■ **Records for the exercise**
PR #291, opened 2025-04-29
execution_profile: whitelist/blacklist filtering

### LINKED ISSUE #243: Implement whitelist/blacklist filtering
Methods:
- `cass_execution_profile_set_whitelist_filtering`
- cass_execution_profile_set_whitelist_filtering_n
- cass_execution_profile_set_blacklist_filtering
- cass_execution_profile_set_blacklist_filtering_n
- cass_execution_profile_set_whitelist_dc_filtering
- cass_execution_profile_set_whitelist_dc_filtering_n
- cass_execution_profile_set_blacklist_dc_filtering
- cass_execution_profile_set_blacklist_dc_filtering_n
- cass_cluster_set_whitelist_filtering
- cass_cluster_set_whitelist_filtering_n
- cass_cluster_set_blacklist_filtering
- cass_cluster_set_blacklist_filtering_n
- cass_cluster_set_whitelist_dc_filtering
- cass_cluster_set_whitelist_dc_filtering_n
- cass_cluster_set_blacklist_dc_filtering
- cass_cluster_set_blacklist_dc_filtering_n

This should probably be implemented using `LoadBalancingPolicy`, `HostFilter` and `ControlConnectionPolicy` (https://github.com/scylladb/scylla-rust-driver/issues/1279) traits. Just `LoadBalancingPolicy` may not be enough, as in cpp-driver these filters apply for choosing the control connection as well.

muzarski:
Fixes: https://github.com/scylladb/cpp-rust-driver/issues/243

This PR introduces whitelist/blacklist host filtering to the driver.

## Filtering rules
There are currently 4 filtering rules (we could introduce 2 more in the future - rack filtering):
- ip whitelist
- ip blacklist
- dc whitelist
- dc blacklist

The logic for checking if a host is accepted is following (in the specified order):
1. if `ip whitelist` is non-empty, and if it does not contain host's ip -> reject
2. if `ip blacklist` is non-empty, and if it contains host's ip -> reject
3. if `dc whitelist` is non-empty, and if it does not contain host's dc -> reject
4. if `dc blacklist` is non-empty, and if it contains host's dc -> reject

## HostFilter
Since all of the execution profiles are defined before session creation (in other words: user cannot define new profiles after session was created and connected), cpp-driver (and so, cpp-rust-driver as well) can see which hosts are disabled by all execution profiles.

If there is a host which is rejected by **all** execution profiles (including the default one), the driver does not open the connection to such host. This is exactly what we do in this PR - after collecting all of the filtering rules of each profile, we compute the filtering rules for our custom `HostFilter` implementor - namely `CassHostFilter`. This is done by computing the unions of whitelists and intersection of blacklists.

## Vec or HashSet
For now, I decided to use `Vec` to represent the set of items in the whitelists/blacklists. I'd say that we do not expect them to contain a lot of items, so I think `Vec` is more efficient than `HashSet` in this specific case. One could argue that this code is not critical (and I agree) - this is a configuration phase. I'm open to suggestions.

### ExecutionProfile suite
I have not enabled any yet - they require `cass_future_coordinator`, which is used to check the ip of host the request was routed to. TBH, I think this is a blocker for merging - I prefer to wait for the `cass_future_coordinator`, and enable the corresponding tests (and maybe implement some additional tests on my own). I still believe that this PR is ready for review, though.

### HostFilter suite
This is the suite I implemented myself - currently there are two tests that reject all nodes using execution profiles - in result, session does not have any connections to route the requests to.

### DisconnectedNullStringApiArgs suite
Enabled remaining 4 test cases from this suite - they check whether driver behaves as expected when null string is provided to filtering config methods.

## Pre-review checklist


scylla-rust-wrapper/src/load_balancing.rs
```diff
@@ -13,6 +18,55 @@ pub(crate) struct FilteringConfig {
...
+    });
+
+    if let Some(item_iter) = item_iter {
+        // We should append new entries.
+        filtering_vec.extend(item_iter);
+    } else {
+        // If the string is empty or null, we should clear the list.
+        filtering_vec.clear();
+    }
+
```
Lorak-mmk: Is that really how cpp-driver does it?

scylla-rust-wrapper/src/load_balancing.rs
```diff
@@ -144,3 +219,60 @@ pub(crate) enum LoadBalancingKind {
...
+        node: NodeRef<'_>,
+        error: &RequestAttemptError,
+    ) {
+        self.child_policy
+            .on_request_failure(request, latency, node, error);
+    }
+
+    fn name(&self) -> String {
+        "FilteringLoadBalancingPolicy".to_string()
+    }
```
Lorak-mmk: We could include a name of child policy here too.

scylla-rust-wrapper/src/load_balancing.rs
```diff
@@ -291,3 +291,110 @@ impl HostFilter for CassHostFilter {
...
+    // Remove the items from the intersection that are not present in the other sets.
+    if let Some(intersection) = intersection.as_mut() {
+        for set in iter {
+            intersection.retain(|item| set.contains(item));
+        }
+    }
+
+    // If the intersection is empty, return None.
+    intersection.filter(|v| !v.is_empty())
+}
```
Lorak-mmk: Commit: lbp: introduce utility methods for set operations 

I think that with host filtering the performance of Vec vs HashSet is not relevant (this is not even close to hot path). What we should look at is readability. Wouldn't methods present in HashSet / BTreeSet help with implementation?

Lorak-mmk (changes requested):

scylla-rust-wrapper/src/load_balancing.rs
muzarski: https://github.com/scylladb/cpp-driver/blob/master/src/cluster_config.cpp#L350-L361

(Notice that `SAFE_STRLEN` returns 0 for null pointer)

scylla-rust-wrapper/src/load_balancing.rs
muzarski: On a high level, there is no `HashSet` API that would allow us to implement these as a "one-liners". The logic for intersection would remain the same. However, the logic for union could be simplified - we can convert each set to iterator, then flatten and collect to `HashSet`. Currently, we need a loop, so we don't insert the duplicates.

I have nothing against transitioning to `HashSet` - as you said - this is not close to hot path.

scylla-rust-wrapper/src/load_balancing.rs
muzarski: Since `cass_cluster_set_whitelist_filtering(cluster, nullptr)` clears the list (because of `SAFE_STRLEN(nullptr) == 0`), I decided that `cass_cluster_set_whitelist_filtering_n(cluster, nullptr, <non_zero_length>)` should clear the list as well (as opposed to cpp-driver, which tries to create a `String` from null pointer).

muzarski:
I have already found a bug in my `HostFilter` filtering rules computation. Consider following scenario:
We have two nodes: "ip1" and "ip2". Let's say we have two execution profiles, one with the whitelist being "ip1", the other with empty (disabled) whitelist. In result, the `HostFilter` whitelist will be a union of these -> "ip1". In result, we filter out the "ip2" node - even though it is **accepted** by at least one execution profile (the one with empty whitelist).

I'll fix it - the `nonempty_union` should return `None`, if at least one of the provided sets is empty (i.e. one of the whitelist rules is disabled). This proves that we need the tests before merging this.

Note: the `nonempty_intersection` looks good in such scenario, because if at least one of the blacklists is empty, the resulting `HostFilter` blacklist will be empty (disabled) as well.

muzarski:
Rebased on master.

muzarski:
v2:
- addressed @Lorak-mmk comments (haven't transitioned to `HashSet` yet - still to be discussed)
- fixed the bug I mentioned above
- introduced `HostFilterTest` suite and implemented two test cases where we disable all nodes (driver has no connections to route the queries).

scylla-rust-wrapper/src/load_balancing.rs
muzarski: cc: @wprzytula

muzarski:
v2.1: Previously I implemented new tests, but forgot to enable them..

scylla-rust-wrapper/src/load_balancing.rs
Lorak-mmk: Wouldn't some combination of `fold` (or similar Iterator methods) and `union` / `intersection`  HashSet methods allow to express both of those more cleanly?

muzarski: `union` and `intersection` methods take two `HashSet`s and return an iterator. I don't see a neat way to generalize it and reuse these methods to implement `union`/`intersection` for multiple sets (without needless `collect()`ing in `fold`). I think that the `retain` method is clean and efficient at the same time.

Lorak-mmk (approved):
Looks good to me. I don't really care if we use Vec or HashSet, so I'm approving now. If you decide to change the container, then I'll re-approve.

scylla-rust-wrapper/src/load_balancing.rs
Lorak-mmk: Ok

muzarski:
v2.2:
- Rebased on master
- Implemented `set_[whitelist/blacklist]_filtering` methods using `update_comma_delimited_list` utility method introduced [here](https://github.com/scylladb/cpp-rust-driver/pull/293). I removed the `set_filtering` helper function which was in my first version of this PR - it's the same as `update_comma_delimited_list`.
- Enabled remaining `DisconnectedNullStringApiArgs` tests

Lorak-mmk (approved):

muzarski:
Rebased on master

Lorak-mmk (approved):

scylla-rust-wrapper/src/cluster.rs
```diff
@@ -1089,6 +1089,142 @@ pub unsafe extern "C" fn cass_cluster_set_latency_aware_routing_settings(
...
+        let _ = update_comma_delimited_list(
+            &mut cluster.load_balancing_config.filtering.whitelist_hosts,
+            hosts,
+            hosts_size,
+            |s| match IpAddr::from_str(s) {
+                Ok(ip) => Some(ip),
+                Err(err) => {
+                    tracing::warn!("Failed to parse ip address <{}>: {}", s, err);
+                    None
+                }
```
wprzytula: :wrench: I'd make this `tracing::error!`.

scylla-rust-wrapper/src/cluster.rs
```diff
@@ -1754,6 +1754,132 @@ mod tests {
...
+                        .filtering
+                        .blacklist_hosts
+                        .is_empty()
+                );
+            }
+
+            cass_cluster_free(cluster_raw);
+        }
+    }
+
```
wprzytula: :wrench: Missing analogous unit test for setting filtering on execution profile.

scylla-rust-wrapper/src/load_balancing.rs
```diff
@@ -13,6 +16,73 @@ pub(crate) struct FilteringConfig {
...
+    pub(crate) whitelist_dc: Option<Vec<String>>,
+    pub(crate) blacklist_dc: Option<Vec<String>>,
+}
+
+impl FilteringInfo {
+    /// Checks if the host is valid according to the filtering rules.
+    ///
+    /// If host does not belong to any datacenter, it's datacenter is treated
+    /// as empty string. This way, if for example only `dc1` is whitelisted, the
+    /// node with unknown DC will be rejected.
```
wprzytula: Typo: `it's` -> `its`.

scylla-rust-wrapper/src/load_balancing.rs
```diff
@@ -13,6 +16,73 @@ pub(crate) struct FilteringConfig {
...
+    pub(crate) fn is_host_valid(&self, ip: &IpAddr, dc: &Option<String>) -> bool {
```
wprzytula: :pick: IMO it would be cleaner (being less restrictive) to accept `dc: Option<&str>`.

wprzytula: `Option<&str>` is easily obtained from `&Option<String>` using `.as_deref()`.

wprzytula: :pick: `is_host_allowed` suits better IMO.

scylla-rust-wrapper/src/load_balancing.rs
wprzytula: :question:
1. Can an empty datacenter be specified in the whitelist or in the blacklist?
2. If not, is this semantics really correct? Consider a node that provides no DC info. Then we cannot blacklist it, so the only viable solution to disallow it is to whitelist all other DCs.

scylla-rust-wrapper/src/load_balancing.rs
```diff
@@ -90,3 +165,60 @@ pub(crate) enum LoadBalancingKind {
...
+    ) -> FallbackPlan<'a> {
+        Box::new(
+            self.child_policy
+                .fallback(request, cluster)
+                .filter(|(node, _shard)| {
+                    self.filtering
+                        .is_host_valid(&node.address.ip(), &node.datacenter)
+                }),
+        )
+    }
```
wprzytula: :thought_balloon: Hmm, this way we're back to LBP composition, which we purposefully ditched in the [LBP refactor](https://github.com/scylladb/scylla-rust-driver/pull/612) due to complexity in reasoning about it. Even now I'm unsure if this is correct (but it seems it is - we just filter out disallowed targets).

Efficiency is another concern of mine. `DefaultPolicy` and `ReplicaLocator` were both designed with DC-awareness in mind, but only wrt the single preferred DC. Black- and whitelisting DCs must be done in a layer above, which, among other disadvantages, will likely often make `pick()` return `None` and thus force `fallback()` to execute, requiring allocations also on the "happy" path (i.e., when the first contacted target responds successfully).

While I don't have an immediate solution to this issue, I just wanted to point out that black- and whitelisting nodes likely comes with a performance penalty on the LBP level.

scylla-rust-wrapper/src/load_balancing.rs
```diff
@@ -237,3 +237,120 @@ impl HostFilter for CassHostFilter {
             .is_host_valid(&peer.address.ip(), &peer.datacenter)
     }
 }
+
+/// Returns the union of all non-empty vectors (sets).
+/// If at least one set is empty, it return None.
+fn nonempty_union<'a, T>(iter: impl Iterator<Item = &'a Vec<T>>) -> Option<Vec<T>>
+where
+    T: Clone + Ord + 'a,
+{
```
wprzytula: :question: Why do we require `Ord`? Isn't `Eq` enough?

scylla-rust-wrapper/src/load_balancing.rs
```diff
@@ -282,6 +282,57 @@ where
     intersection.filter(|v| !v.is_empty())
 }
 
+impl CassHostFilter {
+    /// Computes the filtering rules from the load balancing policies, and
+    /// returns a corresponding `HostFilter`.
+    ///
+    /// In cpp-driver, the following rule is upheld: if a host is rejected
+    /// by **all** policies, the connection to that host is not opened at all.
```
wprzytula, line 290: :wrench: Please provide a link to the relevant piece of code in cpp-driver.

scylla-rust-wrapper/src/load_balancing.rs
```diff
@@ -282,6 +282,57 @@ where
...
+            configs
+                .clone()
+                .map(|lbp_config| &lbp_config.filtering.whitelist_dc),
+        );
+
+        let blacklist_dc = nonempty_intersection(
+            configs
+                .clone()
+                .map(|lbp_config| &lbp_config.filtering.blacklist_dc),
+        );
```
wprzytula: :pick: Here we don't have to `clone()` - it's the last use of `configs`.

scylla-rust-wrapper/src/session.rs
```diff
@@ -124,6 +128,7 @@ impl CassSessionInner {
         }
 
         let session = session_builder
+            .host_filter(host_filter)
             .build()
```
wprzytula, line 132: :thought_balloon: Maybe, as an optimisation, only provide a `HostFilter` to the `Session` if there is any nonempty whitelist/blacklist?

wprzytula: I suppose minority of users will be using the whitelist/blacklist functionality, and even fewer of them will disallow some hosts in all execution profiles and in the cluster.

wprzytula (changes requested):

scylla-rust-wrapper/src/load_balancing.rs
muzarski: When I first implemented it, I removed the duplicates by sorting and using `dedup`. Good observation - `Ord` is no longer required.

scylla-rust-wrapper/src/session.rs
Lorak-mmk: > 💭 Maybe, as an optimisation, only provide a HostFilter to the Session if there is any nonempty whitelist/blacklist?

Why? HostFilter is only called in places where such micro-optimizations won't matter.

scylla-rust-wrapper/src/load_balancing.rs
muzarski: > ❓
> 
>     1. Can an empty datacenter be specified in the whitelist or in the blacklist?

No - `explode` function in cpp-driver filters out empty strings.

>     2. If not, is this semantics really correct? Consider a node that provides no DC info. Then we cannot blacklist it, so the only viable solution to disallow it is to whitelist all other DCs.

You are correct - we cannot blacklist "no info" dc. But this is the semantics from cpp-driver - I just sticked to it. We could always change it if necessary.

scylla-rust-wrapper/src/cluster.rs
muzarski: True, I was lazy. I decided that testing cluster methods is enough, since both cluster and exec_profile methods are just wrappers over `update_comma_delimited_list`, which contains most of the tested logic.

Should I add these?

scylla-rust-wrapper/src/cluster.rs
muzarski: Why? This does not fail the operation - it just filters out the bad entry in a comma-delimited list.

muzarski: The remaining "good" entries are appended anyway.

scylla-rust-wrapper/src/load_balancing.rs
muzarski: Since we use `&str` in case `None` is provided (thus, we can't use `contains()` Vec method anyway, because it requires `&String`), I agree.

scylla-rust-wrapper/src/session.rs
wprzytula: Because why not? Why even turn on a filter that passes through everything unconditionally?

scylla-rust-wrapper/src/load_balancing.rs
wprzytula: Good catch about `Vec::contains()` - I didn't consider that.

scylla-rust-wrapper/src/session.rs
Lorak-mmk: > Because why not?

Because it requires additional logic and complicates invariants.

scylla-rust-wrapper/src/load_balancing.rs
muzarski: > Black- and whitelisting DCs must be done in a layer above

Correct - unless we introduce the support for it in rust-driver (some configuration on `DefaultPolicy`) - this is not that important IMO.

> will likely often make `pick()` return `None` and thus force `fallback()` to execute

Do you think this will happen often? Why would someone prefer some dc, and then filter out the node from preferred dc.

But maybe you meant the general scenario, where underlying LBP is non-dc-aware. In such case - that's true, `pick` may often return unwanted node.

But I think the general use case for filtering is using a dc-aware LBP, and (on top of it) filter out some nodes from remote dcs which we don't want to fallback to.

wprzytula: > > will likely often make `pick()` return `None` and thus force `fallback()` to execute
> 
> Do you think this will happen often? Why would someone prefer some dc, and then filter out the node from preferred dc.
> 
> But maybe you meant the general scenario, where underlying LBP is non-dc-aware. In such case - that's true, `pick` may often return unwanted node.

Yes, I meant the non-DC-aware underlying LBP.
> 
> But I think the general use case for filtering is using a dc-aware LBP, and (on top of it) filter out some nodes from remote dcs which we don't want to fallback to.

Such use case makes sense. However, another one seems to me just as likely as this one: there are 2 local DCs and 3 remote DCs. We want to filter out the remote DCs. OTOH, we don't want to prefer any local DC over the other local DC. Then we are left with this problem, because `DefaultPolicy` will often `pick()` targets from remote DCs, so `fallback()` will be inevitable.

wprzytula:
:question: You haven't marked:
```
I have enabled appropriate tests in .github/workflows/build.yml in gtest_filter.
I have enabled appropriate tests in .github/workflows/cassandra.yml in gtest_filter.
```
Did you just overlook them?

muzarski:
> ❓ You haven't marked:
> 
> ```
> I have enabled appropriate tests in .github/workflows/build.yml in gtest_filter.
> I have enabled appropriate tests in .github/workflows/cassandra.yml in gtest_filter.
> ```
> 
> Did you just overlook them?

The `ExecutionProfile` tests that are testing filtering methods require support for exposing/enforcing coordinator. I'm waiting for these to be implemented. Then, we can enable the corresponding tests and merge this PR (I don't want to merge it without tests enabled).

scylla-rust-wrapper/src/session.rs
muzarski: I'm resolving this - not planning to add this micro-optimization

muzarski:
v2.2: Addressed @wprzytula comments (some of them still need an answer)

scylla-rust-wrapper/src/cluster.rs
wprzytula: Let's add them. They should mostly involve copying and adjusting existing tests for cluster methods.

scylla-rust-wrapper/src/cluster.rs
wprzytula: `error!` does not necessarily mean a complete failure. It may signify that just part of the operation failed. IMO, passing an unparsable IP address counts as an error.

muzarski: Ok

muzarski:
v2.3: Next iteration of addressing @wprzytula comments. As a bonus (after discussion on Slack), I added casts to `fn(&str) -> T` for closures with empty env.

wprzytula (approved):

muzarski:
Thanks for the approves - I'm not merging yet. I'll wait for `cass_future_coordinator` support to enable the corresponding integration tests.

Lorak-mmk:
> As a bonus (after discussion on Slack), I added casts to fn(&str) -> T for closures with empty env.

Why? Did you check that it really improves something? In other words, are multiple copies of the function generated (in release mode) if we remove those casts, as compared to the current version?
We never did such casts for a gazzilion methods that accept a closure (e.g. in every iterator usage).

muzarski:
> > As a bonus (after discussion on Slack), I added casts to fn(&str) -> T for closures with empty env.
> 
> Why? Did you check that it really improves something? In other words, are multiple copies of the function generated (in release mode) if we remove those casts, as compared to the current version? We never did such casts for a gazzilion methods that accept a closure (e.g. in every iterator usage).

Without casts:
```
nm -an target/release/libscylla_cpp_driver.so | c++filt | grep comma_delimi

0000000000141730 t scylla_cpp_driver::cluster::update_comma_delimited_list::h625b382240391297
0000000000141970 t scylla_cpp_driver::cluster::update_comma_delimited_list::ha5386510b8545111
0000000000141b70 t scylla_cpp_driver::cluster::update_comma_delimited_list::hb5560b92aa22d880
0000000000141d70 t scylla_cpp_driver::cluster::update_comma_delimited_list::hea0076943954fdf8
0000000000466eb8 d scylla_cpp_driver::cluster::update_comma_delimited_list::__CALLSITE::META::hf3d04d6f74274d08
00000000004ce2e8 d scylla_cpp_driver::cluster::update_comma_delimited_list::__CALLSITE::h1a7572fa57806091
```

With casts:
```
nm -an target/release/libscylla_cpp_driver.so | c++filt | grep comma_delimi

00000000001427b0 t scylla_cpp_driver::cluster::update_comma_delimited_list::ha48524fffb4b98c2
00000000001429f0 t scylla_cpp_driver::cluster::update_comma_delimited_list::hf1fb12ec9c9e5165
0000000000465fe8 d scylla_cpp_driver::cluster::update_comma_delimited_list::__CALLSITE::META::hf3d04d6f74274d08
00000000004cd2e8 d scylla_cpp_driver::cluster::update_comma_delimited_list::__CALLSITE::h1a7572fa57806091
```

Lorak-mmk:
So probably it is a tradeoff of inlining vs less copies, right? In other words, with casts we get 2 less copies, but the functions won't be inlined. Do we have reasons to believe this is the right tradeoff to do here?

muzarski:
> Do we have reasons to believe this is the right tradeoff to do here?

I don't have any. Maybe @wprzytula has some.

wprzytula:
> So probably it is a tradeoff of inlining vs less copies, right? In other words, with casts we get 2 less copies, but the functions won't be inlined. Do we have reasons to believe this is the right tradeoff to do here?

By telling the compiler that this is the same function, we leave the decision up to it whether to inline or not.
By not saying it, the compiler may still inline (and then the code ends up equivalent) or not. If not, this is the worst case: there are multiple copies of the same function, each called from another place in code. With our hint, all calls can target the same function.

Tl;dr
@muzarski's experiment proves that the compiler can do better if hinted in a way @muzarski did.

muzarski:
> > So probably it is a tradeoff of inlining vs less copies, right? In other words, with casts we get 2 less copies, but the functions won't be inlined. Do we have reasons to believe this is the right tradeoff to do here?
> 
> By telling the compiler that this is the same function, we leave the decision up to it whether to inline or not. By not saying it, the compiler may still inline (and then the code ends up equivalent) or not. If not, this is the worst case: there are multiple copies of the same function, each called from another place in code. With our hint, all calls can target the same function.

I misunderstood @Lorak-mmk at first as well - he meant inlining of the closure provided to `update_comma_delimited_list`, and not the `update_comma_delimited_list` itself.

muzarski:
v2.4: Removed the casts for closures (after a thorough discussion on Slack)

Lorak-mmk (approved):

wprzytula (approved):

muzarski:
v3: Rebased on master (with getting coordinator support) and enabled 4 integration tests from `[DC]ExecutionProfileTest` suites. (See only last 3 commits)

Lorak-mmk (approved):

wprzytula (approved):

■ **Exercise**
Only the lines from the first one of the listing up to and including the line where "- cass_cluster_set_blacklist_filtering_n" appears are wanted, reproduced exactly.

■ **Exercise answer**
PR #291, opened 2025-04-29
execution_profile: whitelist/blacklist filtering

### LINKED ISSUE #243: Implement whitelist/blacklist filtering
Methods:
- `cass_execution_profile_set_whitelist_filtering`
- cass_execution_profile_set_whitelist_filtering_n
- cass_execution_profile_set_blacklist_filtering
- cass_execution_profile_set_blacklist_filtering_n
- cass_execution_profile_set_whitelist_dc_filtering
- cass_execution_profile_set_whitelist_dc_filtering_n
- cass_execution_profile_set_blacklist_dc_filtering
- cass_execution_profile_set_blacklist_dc_filtering_n
- cass_cluster_set_whitelist_filtering
- cass_cluster_set_whitelist_filtering_n
- cass_cluster_set_blacklist_filtering
- cass_cluster_set_blacklist_filtering_n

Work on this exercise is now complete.